Mondial Air Ballons : Bunte Giganten, Teamarbeit und Bangen ums Wetter

Das Heißluftballon-Festival „Mondial Air Ballons“ geht morgen zu Ende. Gestern gelang den Ballonfahrern ein neuer Weltrekord.

Weite Felder, verschlafene Dörfer, ab und an eine kleine Kirche: Wer zum weltweit größten Heißluftballon-Festival „Mondial Air Ballons“ fährt, muss mitten durch die lothringische Einöde – egal aus welcher Himmelsrichtung er kommt.
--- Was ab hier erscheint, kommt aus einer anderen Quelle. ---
PR #18602, opened 2021-09-04
Manufacturing order pdf template

mschamp:
File template based on cornas to generate pdf file from manufacturing orders


eldy:
I have rename the template.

Denn das „Aérodrome de Chambley“, auf dem das bunte Spektakel morgen endet, liegt im nördlichen Teil des Naturparks „Parc naturel régional de Lorraine“. Alle zwei Jahre zieht es rund 1000 Piloten aus aller Herren Länder an. 400 000 Besucher strömen auf die ehemalige amerikanische Air-Base, um ihnen beim Abheben zuzusehen.
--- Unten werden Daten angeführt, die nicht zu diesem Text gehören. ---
PR #18611, opened 2021-09-05
Feature Request : Add an option to postpone notifications (after ref and PDF generation)

### LINKED ISSUE #18588: Feature Request: Invoice notification after PDF generation
# Feature Request
Send notification *after* the PDF generation on Invoice.

## Use case
When using template invoice to auto generate invoice, the notification is send to billing contact before the PDF is generated.

They are two issues:

1. The mail template use the "(PROVxx)" as invoice reference for recurring invoice. 
2. They are no attached PDF in the notification mail or the attached file is the draft invoice.

The notification send to billing contact may be send after the invoice reference generation and PDF generation.

This feature is very useful for invoice template generation to immediately send generated invoice by mail.

## Work to be implemented
Email is send by trigger system. The same trigger which verify invoice can be created. The next step after triggers is generating the invoice reference and sending the mail.

Two proposals :
1. Use the same trigger system for invoice ref generation and PDF generation.
2. Use another trigger after the ref is assigned on invoice and PDF generated.

The first proposition will let invoicing system to be more modulable. Developers will be able to create trigger between ref and PDF generation to change invoice reference or a trigger after PDF generation to send it on external storage.

The second proposition use less structure modification. It's more easy to implement.

bontiv:
# Close #18588

I add a new setup option MAIN_POSTPONE_TRIGGER. It postpone trigger execution after the invoice is validated and generate the PDF if MAIN_DISABLE_PDF_AUTOUPDATE is empty.

Postpone triggers and generate PDF during validation have many improvements:

1. The notification module can send final PDF in the notification.
2. Recurring factures with invoice template and notification module enable send PDF and use the good invoice reference in the notification.
3. Others developers can use this option to use postponed triggers for sending the generated PDF on external storage (OneDrive / Google Drive / iCloud) or make action on external customer panel.

## Why not postponing all trigger?
Trigger may be used by modules to verify if invoice can be validate or change / add informations on invoice. In this cas, postponing trigger may brake somme modules.

### DIFF
--- a/htdocs/compta/facture/class/facture.class.php
+++ b/htdocs/compta/facture/class/facture.class.php
@@ -2876,11 +2876,10 @@ class Facture extends CommonInvoice
 				// POSTPONED TRIGGER
 				// In case of postpone PDF and triggers
 				if (!empty($conf->global->MAIN_POSTPONE_TRIGGER)) {
-
 					$this->statut = self::STATUS_VALIDATED;
 					$this->status = self::STATUS_VALIDATED;
 					$this->brouillon = 0;
-					$this->date_validation = $now;	
+					$this->date_validation = $now;
 
 					if (empty($conf->global->MAIN_DISABLE_PDF_AUTOUPDATE)) {
 						$outputlangs = $langs;
--- a/htdocs/compta/facture/class/facture.class.php
+++ b/htdocs/compta/facture/class/facture.class.php
@@ -16,7 +16,8 @@
  * Copyright (C) 2013      Florian Henry         <florian.henry@open-concept.pro>
  * Copyright (C) 2016      Ferran Marcet         <fmarcet@2byte.es>
  * Copyright (C) 2018      Alexandre Spangaro    <aspangaro@open-dsi.fr>
- * Copyright (C) 2018      Nicolas ZABOURI        <info@inovea-conseil.com>
+ * Copyright (C) 2018      Nicolas ZABOURI       <info@inovea-conseil.com>
+ * Copyright (C) 2021      Remi BONNET           <prog.bontiv@gmail.com>
  *
  * This program is free software; you can redistribute it and/or modify
  * it under the terms of the GNU General Public License as published by
@@ -2826,7 +2827,7 @@ class Facture extends CommonInvoice
 			}
 
 			// Trigger calls
-			if (!$error && !$notrigger) {
+			if (empty($conf->global->MAIN_POSTPONE_TRIGGER) && !$error && !$notrigger) {
 				// Call trigger
 				$result = $this->call_trigger('BILL_VALIDATE', $user);
 				if ($result < 0) {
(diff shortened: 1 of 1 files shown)


BebZ:
Hello, how in practice it is "postponed" ? 

We should enter a value in seconds in the hidden option : MAIN_POSTPONE_TRIGGER ? 

So with your commit, customer invoices are impacted, but we can copy this behaviour to other objects like Customer orders / supplier orders / commercial propositions ?

Thanks for this little but very clever tweak

bontiv:
Hello,

It's the execution of triggers which is postponed. The default behavior for validation is:

1. Generate reference
2. Execute invoice validation
  a. Verify if invoice can be validated
  b. Run triggers
  c. Change the invoice to validate state
3. Generate the PDF

Some modules use triggers to make some actions on invoice validation like notification module which send mail when an invoice is validated. The problem is about when triggers is executed in the stack. Its execution occur before the invoice is in validated state. The notification is more "This draft invoice is about to be validated" than "You have a new validated invoice".

When you set MAIN_POSTPONE_TRIGGER, the trigger is raise after the invoice state change to validate. The new validation execution stack is:

1. Generate reference
2. Execute invoice validation
  a. Verify if invoice can be validated
  b. Change the invoice to validate state
  c. Generate PDF if not auto generation is not disabled
  d. Run triggers

Triggers is raise after the invoice is validated and PDF generated. The notification is now "This new invoice is validated" instead of "This draft will be validated".

eldy:
This break the idea of "triggers" (an event that is included into the same transation to make all or nothing).
Also imagine that the validate() method is included into another more global transaction, example the Batch XXX that do

- Begin transaction
- Read invoice
- Validate invoice
- Read another object
- Update another object
- Commit if no error or rollback.

It means the commit or rollback will be done after your post-ponned trigger and the problem will be the same (if error, transaction will be rollbacked after your trigger).

There is no real solution to be sure that something is done after things are effectively commited, because only the process that had initiated the transaction and close it know this. For web pages, this can be done by adding code in the hook "beforeBodyClose" but it won't be executed when method is called by an API or another external tool.

And your solution will work only for the case of the validate method is called with no open transaction yet. In such a case, if you really need to have transaction commited before doing your job, you can use current trigger, check the nb/level of opened transaction, close them by a commit your self by your trigger, then do the job and then reopen a transaction at same level than it was before you closed it.

bontiv:
Hi,

Ok, I understand what do you mean. But it's a real problem to have notification trigged before the commit too. If an error is raised, the notification sent cannot be rollback.

In other hand, it make no sens to send a notification before having the document reference and PDF.

Using beforeBodyClose may not be the best idea. I don't think we can know witch documents is created or modified during the page generation.

Another solution may be another trigger or hook after the ref is set (line 2872) for notifications, PDF generation, saving document in another secure location (Dropbox / OneDrive / Box / Google Drive / etc..), sending document with another canal than mails.

I will change my PR to have the trigger in the same transaction level as the first trigger and rollback directory rename if an error occur during trigger.

eldy:
I still don't understand the goal of this PR.
It seems you try to modify the position of the trigger so you can execute code after the PDF file has been generated and only once the full transaction is finished. So notification is sent only if everything is ok.
If you need to execute code "only if everything is ok", trigger is not the good choice (a trigger must always be part of the transaction, a lot of modules rely on this so we can't change this or the data integrity will ne be guaranteed anymore). 

Using a hook is a better choice. There is a lot of hook everywhere in application.
In you use case, it seems the hook  afterPDFCreation would be a good choice (it is called after the generation of document so executed after the database transaction has been validated)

Einen besseren Veranstaltungsort könnten sich die Ballonfahrer kaum wünschen, denn das platte Land bietet ihnen optimale Start- und Landemöglichkeiten. Das wechselhafte Wetter macht ihnen dieses Jahr allerdings zu schaffen. Die Massenstarts, die jeden Tag für 6.30 Uhr und 18.30 Uhr angesetzt sind, mussten schon mehrmals verschoben oder abgesagt werden. Denn starker Wind und Regen sind Gift für die Ballonfahrer. Am Dienstag stieg gar kein Heißluftballon in die Luft. Gestern Morgen kam dann der Lichtblick: Nachdem der Veranstalter den Weltrekord-Versuch wegen des schlechten Wetters zweimal verschieben musste, stellten die Piloten gestern Morgen einen neuen auf: Um 8 Uhr starteten erstmals 456 Heißluftballons gleichzeitig, 23 mehr als beim letzten Versuch vor zwei Jahren. Die Piloten stellten ihre Heißluftballons dazu in vier Reihen (insgesamt über sechs Kilometer lang) auf dem 8800 Hektar großen Flugfeld auf.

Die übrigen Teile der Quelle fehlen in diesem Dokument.